Greater forward pressure from the British champion had him breathing heavily on the stool at the end of the fifth, but he could sense the momentum was shifting against his crafty counterpart, who was still skipping around the ring, popping his jab and combinations before darting out again.
TNT Sports expert Carl Frampton labelled Gwynne’s tactics as reckless” at the start of the seventh, and the Welshman continued to be outsmarted by the wily Italian, who kept escaping off the ropes with clever movement, with Gwynne’s hesitance to truly commit to combinations proving his ultimate downfall.
But the eighth was a sign of the tide eventually turning, as the younger man began to show his quality. Getting on the front foot early, Gwynne landed a sharp right that rocked the head of Marsili, as if his power had finally generated to its full capacity. The Italian’s age was beginning to show, with his movement not quite as free as it once was, and his guard not quite as secure as in the earlier exchanges.

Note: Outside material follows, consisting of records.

PR #459, opened 2026-06-05
fix(integrate): invalidate aiter cpp_itfs runtime cache so good kernels aren't discarded

Umangatamd:
## Summary

`integrate` silently discards genuinely-good aiter **cpp_itfs / runtime-compiled** kernels (e.g. `paged_attention`, `csrc/cpp_itfs/pa/pa_kernels.cuh`). `apply_kernel_patch` lands the optimized source and invalidates the `@compile_ops` JIT cache (`<aiter>/jit/build`), but **never invalidates the cpp_itfs runtime cache** at `$HOME/.aiter/build/pa_ragged_*` — where the *served* kernel actually lives. The re-baseline therefore measures the stale **pristine** binary, scores ~0%, and the kernel is flagged `NEEDS_REVIEW` / `REVERT`.

Impact: a kernel that genuinely delivers **~+2.5%** E2E throughput re-baselined at **−0.17% (≈0%)** and would have been thrown away.

Closes #458

## Root cause

- The cpp_itfs cache folder name is `get_default_func_name(md_name, params)` = `pa_ragged_<md5(params)>` — a hash of **kernel parameters, NOT source content** — so pristine and patched builds **collide on the same directory**.
- `compile_template_op` rebuilds only when `lib.so` is missing (`not_built`), so a stale `lib.so` is dlopened regardless of source edits. With `AITER_REBUILD` unset, aiter's own `rm -rf $BUILD_DIR/*` never fires.
- `setup.py develop` (the aiter rebuild command) builds AOT/static ops; `pa_ragged` is **runtime-built** on first call, so `setup.py develop` cannot refresh this kernel class even in principle.
- The existing `_invalidate_aiter_jit_build` move only covers `@compile_ops` (`jit/build`); nothing in Hyperloom touched `$HOME/.aiter/build` or set `AITER_REBUILD`.

## Fix

[...]

PR #485, opened 2026-06-07
fix(integrate): target-type cache-invalidation registry (generalizes #459) + DEFER_TO_E2E gate

### LINKED ISSUE #458: integrate silently discards good aiter cpp_itfs / runtime-compiled kernels (cpp_itfs runtime cache not invalidated)
## Summary

Hyperloom's `integrate` step **silently discards genuinely-good aiter `cpp_itfs` / runtime-compiled kernels** (e.g. `paged_attention`, `csrc/cpp_itfs/pa/pa_kernels.cuh`). `apply_kernel_patch` correctly lands the optimized source and invalidates the `@compile_ops` JIT cache (`<aiter>/jit/build`), but it **never invalidates the cpp_itfs runtime cache** at `$HOME/.aiter/build/pa_ragged_*` — which is where the *served* kernel actually lives. The re-baseline therefore measures the stale **pristine** binary, scores ~0%, and the kernel is flagged `NEEDS_REVIEW` / `REVERT` even though it is a real win.

## Impact

For a kernel that genuinely delivers **~+2.5%** E2E serving throughput, as-shipped `integrate` measured **−0.17% (≈0%)**. With the default `±keep_threshold_pct = 1.0` band, that is a `NEEDS_REVIEW` (not `KEEP`) verdict → the good GEAK-optimized kernel is **discarded / flagged for review and never shipped**. This affects the entire class of aiter `cpp_itfs` runtime-compiled kernels, not just `pa_ragged`.

## Root cause

Flow: `integrate_handler` → `_maybe_apply_kernel_patch` → `apply_kernel_patch.apply_kernel_patch(...)` → `BaselineExecutor` re-baseline → KEEP/REVERT on `gain_pct`.

What `apply_kernel_patch` does for an `aiter/csrc/*.cuh` target:
- `_detect_strategy` selects `rebuild_command = ["/opt/venv/bin/python", "setup.py", "develop"]` for aiter.
- Copies the optimized source over the target.
- `_clear_python_kernel_caches` runs **only for `.py` targets** → skipped for `.cuh`; even when it runs it clears `__pycache__`/triton/inductor, **never `$HOME/.aiter/build`**.
- `_invalidate_aiter_jit_build` moves `<aiter>/jit/build` aside (the `@compile_ops` cache only). **It does NOT touch `$HOME/.aiter/build/pa_ragged_*`.**
- Runs `setup.py develop`.

Why the served kernel stays stale (see `csrc/cpp_itfs/utils.py` in aiter):
- `BUILD_DIR = $HOME/.aiter/build`. With `AITER_REBUILD` unset, aiter's own `rm -rf $BUILD_DIR/*` (utils.py ~L60) never fires.
- The cache folder name is `get_default_func_name(md_name, params)` = `pa_ragged_<md5(params)>` — a hash of **kernel parameters (gqa_ratio/head_size/dtype/…), NOT source content**. So pristine and patched builds **collide on the same directory** (`pa_ragged_2619e6f9b515d89233333a5e48e5f445`).
- `compile_template_op` rebuilds **iff `not_built(folder)`** (i.e. `lib.so` missing). An existing stale `lib.so` is dlopened regardless of source edits.
- `setup.py develop` rebuilds AOT/static ops; `pa_ragged` is **runtime-built** by `compile_template_op` on the first `paged_attention_ragged` call, so `setup.py develop` **cannot (re)build this kernel class** even in principle — the rebuild step is structurally misaligned for cpp_itfs kernels.

A repo-wide grep of Hyperloom for `\.aiter/build|pa_ragged|AITER_REBUILD|cpp_itfs` finds **zero** code hits (only a comment in `tracelens_analysis.py`). Nothing in Hyperloom clears the cpp_itfs runtime cache or sets `AITER_REBUILD`.

## Evidence (RUN2)

- **As-shipped integrate (no cache clear):** served `pa_ragged` `lib.so` md5 `af459837` was **byte-identical before AND after** integrate (mtime unchanged), and the re-baseline server logged **no `start build`** line → `compile_template_op` saw `not_built()==False` and dlopened the stale pristine `.so`. Measured **−0.17%**.
- **After clearing the cpp_itfs cache:** a fresh build (`fbd84cb8`, distinct from pristine, with `start build` present) measured **+2.49%** in the cleanest drift-canceled A/B pair — i.e. ≈ the hand-measured **+2.5%**. Interleaved drift-canceled mean: **+1.54% tput / −1.85% TPOT**.
- The `@compile_ops` `jit/build` cache *was* invalidated (99 → 0 entries), confirming the gap is specifically the **cpp_itfs runtime cache**.

Full diagnosis + artifacts: `/wekafs/upandey/det-exp/qwen14b/hl_integrate_RUN2/diag/DIAGNOSIS.md` (plus `observations.log`, `logs/`, `results/`, `integrate/`).

## Suggested fix / actionable items

1. **Invalidate the cpp_itfs runtime cache for cpp_itfs / runtime-compiled targets.** During apply (detect by target under `csrc/cpp_itfs/` and/or a runtime-compiled `.cuh`), also remove `$HOME/.aiter/build/pa_ragged_*` — scoped to the impacted kernel/module where possible (e.g. by the `MD_NAME` of the `cpp_itfs` driver), falling back to the cpp_itfs build root the scheduler uses — **or** launch the re-baseline server with `AITER_REBUILD=1` so aiter wipes `BUILD_DIR` on import. Non-cpp_itfs targets must keep current behavior.
2. **Gate the KEEP/REVERT decision on a VERIFIED fresh rebuild.** Before trusting the re-baseline number, assert a real rebuild happened (changed served `lib.so` md5, or a fresh `start build` in the re-baseline server log). If not, flag/abort instead of scoring a stale binary.
3. **Generalize cache-invalidation by target type** so future runtime-compiled kernels are covered, since `setup.py develop` alone cannot refresh them.

## Affected code

- `kernel-agent/tools/apply_kernel_patch.py` — `apply_kernel_patch()`, `_invalidate_aiter_jit_build()` (the existing `@compile_ops`-only invalidation), `_clear_python_kernel_caches()` (`.py`-only), `_detect_strategy()` (sets `setup.py develop` for aiter).
- `inference_optimizer/orchestrator/kernel_request_handlers.py` — `integrate_handler()`, `_maybe_apply_kernel_patch()`, and the `gain_pct` → KEEP/REVERT/NEEDS_REVIEW decision.
- Reference (aiter, for cache semantics): `csrc/cpp_itfs/utils.py` (`BUILD_DIR`, `AITER_REBUILD`, `get_default_func_name`, `not_built`, `compile_template_op`, `start build`/`finish build` logging) and `csrc/cpp_itfs/pa/pa_ragged.py` (`MD_NAME = "pa_ragged"`).

### LINKED ISSUE #484: Generalize integrate-side cache-invalidation by target type (extend #458/#459 beyond aiter cpp_itfs to Triton/@compile_ops/inductor) + make E2E integrate gain authoritative
## Background
PR #459 (Closes #458) fixed integrate silently discarding good **aiter cpp_itfs** kernels by invalidating their runtime cache (`$HOME/.aiter/build`) before the E2E re-baseline. That fix is **specific to cpp_itfs**. The same stale-compiled-cache failure mode exists for **other toolchains**, and there is a second, orthogonal way a real win gets discarded.

## Problem 1 — stale compiled cache is toolchain-specific
The integrate re-baseline can score the **PRE-patch** kernel whenever the served kernel is runtime-compiled and the patched source reuses a stale compiled artifact:
- **Triton** (`@triton.jit`, e.g. the editable sglang `fused_moe`): the served `.hsaco` lives in `TRITON_CACHE_DIR` (`~/.triton/cache`). If it isn't invalidated, the re-baseline serves the old kernel.
- **aiter @compile_ops**: `<aiter>/jit/build/module_*` (there is already a `_invalidate_aiter_jit_build`).
- **aiter cpp_itfs**: `$HOME/.aiter/build` (#459).
- **torch inductor**: `TORCHINDUCTOR_CACHE_DIR` / `~/.cache/torch/inductor` / `/tmp/torchinductor_*`.

These are handled (or not) ad-hoc. We want **one dispatch** keyed by target type → toolchain that declares, per toolchain: {cache locations to invalidate, rebuild trigger/env, fresh-build verification}, fed by `_detect_strategy`. #459's cpp_itfs functions should be refactored into this registry **without regressing** its behavior or tests.

## Problem 2 — a stale/artifact-corrupted micro-score hard-kills a real win
A low/inconclusive micro-speedup self-score hard-drops a candidate to `NEEDS_REVIEW` **before** E2E (`kernel_optimization.make_proposal`; KEEP-only promotion in `shared_state`). When the micro-score is a measurement artifact (see the adjacent GEAK patch-capture bug where a real ~1.7x read as 1.0x), a genuinely-good, high-impact kernel is silently discarded.

We want a **`DEFER_TO_E2E`** disposition: a candidate that is high-impact (roofline/time-share) AND correctness-PASSED but has an inconclusive/low micro-score is routed to `integrate_handler` so the **E2E `gain_pct` is authoritative** for KEEP/REVERT — bounded by the existing `max_e2e_attempts` ledger so expensive E2E runs don't blow up.

## Proposed fix
1. **`CACHE_INVALIDATION_REGISTRY`** in `kernel-agent/tools/apply_kernel_patch.py` keyed by toolchain (aiter @compile_ops, aiter cpp_itfs, Triton, torch inductor), each with detect/invalidate/restore/verify/rebuild_env. Refactor #459's cpp_itfs funcs into the registry (preserve public names + tests). `integrate_handler` drives it (`rebuild_env_for_apply_result` + `verify_rebuilt_for_apply_result`); strict no-op off the cache paths.
2. **`DEFER_TO_E2E`** in `make_proposal` + `shared_state` promotion, OFF by default, bounded by `max_e2e_attempts`.

This makes integrate robust against stale compiled caches for **any** runtime-compiled kernel (incl. the editable Triton `fused_moe`) and prevents a self-measurement artifact from discarding a real win. PR to follow (references #458/#459).

iraj465:
Closes #484 · builds on #459 (Closes #458)

## Summary
Two integrate-side robustness fixes so a genuinely-good kernel is never silently discarded:
- **Part B** — generalize #459's aiter-cpp_itfs cache invalidation into a **target-type → toolchain registry** (aiter @compile_ops, aiter cpp_itfs, **Triton**, **torch inductor**), and make `integrate_handler` drive it so the E2E re-baseline always recompiles the patched kernel (no stale-binary scoring) — including the editable Triton `fused_moe`.
- **Part C** — a **`DEFER_TO_E2E`** disposition so a high-impact, correctness-PASSED candidate with an inconclusive/low micro-score is routed to integrate (E2E `gain_pct` authoritative) instead of being hard-killed as `NEEDS_REVIEW`.

## Root cause
1. #459 invalidates only `cpp_itfs` (`$HOME/.aiter/build`). For a **Triton** kernel (sglang `fused_moe`), the served `.hsaco` lives in `TRITON_CACHE_DIR`; if the integrate re-baseline reuses it, it scores the PRE-patch kernel.
2. A low/inconclusive **micro**-score hard-drops a candidate before E2E. When that score is a measurement artifact (cf. the GEAK patch-capture bug where a real ~1.7x read 1.0x), a real win is discarded.
3. (Loop-closer) `build_verification` only trusted GEAK `status ∈ {complete,succeeded,ok}`; GEAK finalizes multi-round runs as `incremental_after_round_<N>`, so a **verified** GEAK win was scored `correctness=missing → NEEDS_REVIEW` and never reached integrate.

## Fix
- `apply_kernel_patch.py`: `CACHE_INVALIDATION_REGISTRY` keyed by toolchain; entries `{detect, invalidate, restore, verify, rebuild_env, gates_keep}`. Adds Triton (`TRITON_CACHE_DIR` move-aside + fresh-`.hsaco` verify) and torch-inductor entries; **refactors #459's cpp_itfs funcs into the registry, preserving their public names + return shapes** (so #459's tests stay green). `toolchain_for` / `rebuild_env_for_apply_result` / `verify_rebuilt_for_apply_result`. Strict no-op (byte-for-byte) off the cache paths.
- `kernel_request_handlers.py::integrate_handler`: registry-driven rebuild env (scoped + always restored) + verified-rebuild KEEP gate (single-node), generalizing #459.
- `kernel_optimization.py`: `make_proposal(..., high_impact=…)` returns `DEFER_TO_E2E` for high-impact + correctness-passed + inconclusive/low micro (OFF by default; carries `fallback_decision`); `build_verification` trusts GEAK finalized statuses / verified speedup as correctness.
- `shared_state.py`: route `KEEP` **and** `DEFER_TO_E2E` to the integrate queue, bounded by the existing `max_e2e_attempts` ledger (`_defer_e2e_budget_exhausted`).

## Test plan (all green)
- `test_apply_kernel_patch_cpp_itfs_invalidation.py` (**#459, 21 — unchanged, stays green after the registry refactor**)
- `test_cache_invalidation_registry.py` (26 — 4 toolchains: detect/invalidate/restore/verify + Triton apply→revert E2E + strict no-op)
- `test_defer_to_e2e_proposal.py` (21) + `test_defer_to_e2e_disposition.py` (11) — defer fires only for high-impact+passed+inconclusive; KEEP / hard-fail / low-impact unchanged; bounded by max_e2e_attempts
- `test_geak_correctness_status.py` (9) — finalized-status / verified-speedup trust; failed-status + trust-disabled stay conservative
- Full `inference_optimizer/tests` suite green except 7 pre-existing/environmental failures (WekaFS mount absent, ray-head, process-reaping) confirmed unrelated via `git stash`.

## End-to-end validation (fully hands-off, bf16 gpt-oss-120B, TP=4, prefill-heavy ISL=4096/OSL=64, CONC=64)
With the GEAK patch-capture fix + this PR, the loop closes with **no human apply**:
- GEAK self-scored the real `micro_speedup = 1.7098x` → `last_kernel_opt.decision = KEEP` (correctness via `geak_assumed_pass`).
- `integrate_handler` ran hands-off: `apply_result.toolchain = triton`, `triton_cache_backup{is_triton:true}`, `cache_clear` removed `~/.triton/cache` + inductor dir → E2E re-baseline **+21.68%** (746.15 → 907.94 tok/s/gpu); `optimization_stack` non-empty.
- Independent CONC=128 standalone cross-check: **+13.04%** (926.7 → 1047.6 output tok/s).
- Provenance: integrated config md5 == GEAK `optimized_codes` (`a6749912…`); serve logs show the `get_default_config` path with **zero** `E=128,N=720` JSON loads.

### DIFF
--- a/inference_optimizer/orchestrator/kernel_request_handlers.py
+++ b/inference_optimizer/orchestrator/kernel_request_handlers.py
@@ -1619,6 +1619,30 @@ async def integrate_handler(
     )
     ctx = RunnerContext(task=fake_task, lease=None)
 
+    # GH #458 + cache-invalidation registry: when apply_kernel_patch moved a
+    # toolchain's compiled/runtime cache aside (aiter cpp_itfs, Triton, torch
+    # inductor, ...), the re-baseline server must (re)compile the patched
+    # kernel from clean state -- otherwise it can dlopen/serve the stale
+    # PRE-patch binary and integrate would score the wrong kernel (the observed
+    # -0.17% on a real +2.5% paged_attention win; the same risk for the Triton
+    # fused_moe win). The registry tells us which rebuild env vars to set for
+    # the detected toolchain (e.g. AITER_REBUILD=1 for cpp_itfs; empty when the
+    # move-aside alone forces recompilation, as for Triton/inductor). Scoped to
+    # this integrate and ALWAYS restored, so every target the registry doesn't
+    # touch is byte-for-byte unaffected.
+    apply_tool = _load_apply_tool()
+    rebuild_env = apply_tool.rebuild_env_for_apply_result(apply_result)
+    _prev_rebuild_env = {k: os.environ.get(k) for k in rebuild_env}
+    for _env_k, _env_v in rebuild_env.items():
+        os.environ[_env_k] = _env_v
+
+    def _restore_rebuild_env() -> None:
+        for _env_k, _prev in _prev_rebuild_env.items():
+            if _prev is None:
+                os.environ.pop(_env_k, None)
+            else:
+                os.environ[_env_k] = _prev
+
     # Multi-node: apply_kernel_patch has just fanned the new source
     # files to every pod. sglang must be FULLY restarted (not resume-
     # pathed) so it re-imports the patched modules; otherwise the
@@ -1649,6 +1673,7 @@ async def integrate_handler(
             ctx.extra = {**(getattr(ctx, "extra", None) or {}),
                          "mn_round_restarted": True}
         except ServerRestartFailed as exc:
+            _restore_rebuild_env()
             revert_result = _maybe_revert_kernel_patch(apply_result)
             return {
                 "status": "failed",
@@ -1674,6 +1699,10 @@ async def integrate_handler(
             "apply_result": apply_result,
             "revert_result": revert_result,
         }
+    finally:
+        # Restore the rebuild env on every path once the re-baseline server has
+        # been launched, so the env override never leaks past this integrate.
+        _restore_rebuild_env()
 
     if not is_valid_measurement(bench_result):
         revert_result = _maybe_revert_kernel_patch(apply_result)
@@ -1687,6 +1716,41 @@ async def integrate_handler(
             "apply_result": apply_result,
             "revert_result": revert_result,
         }
+
+    # GH #458 (point 2), generalized by the cache-invalidation registry: don't
+    # score a stale binary. For any toolchain whose cache the apply moved aside
+    # (cpp_itfs runtime lib.so, Triton .hsaco, inductor artifact), a re-baseline
+    # that reused the stale binary would silently measure the PRE-patch kernel
+    # (the observed -0.17% on a real +2.5% paged_attention win; the same risk
+    # for the Triton fused_moe win). Before trusting gain_pct, assert a real
+    # rebuild landed: verify_rebuilt_for_apply_result() runs the detected
+    # toolchain's fresh-build check (a freshly-compiled artifact newer than the
+    # invalidation) and is a strict no-op (verified=True) when no gating cache
+    # was invalidated -- so this gate is byte-for-byte off the cache paths.
+    #
+    # Single-node only: in multi-node the served cache lives on the serving
+    # pod, not this sandbox, so the rebuild env on the pod restart is the
+    # mechanism and the sandbox-local check is skipped to avoid false aborts.
+    rebuild_check: HandlerResult = {"verified": True, "status": "skipped"}
+    if not is_multi_node():
+        rebuild_check = apply_tool.verify_rebuilt_for_apply_result(apply_result)
+        if not rebuild_check.get("verified", True):
+            revert_result = _maybe_revert_kernel_patch(apply_result)
+            return {
+                "status": "failed",
+                "error_class": "kernel_cache_rebuild_not_verified",
+                "error": (
+                    "re-baseline did not produce a freshly-built kernel cache "
+                    "artifact; refusing to score a possibly-stale binary"
+                ),
+                "decision": "NEEDS_REVIEW",
+                "kernel_id": kernel_id,
+                "patch_path": patch_path,
+                "target_file": payload.get("target_file") or payload.get("source_file"),
+                "apply_result": apply_result,
+                "revert_result": revert_result,
+                "rebuild_check": rebuild_check,
+            }
 
     new_tput = float(bench_result.get("output_throughput") or 0.0)
     gain_pct = ((new_tput - base_tput) / base_tput * 100.0) if base_tput > 0 else 0.0
@@ -1714,6 +1778,7 @@ async def integrate_handler(
         "extra_sglang_args": extra_args,
         "apply_result": apply_result,
         "revert_result": revert_result,
+        "rebuild_check": rebuild_check,
     }
 
 
--- a/inference_optimizer/orchestrator/shared_state.py
+++ b/inference_optimizer/orchestrator/shared_state.py
@@ -75,6 +75,12 @@ _DEFAULT_HOT_KERNEL_MIN_GPU_PCT = 3.0
 # a noisy trace with 15 reusable rows, only the top-N by gpu_pct are
 # enforced -- avoids the LLM stalling on dozens of tiny kernels.
 _DEFAULT_HOT_KERNEL_GATE_TOP_N = 5
+# PART C (DEFER_TO_E2E): the integrate E2E budget per kernel. Mirrors
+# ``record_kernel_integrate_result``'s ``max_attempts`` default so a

A big right from Gwynne with 30 seconds to go had the Italian backed up once more, but the evergreen former IBO champion elusively evaded the onslaught.
A surprise cheer went up around the arena as the referee shockingly waved the bout off just as the ninth was about to get underway, with Marsili retiring with a shoulder injury, despite being up on two of the judges’ scorecards.
It hands the Italian his first defeat in his 44 fights, and coronates Gwynne – somehow – as the European lightweight champion, becoming only the seventh British boxer to win at lightweight in 41 years.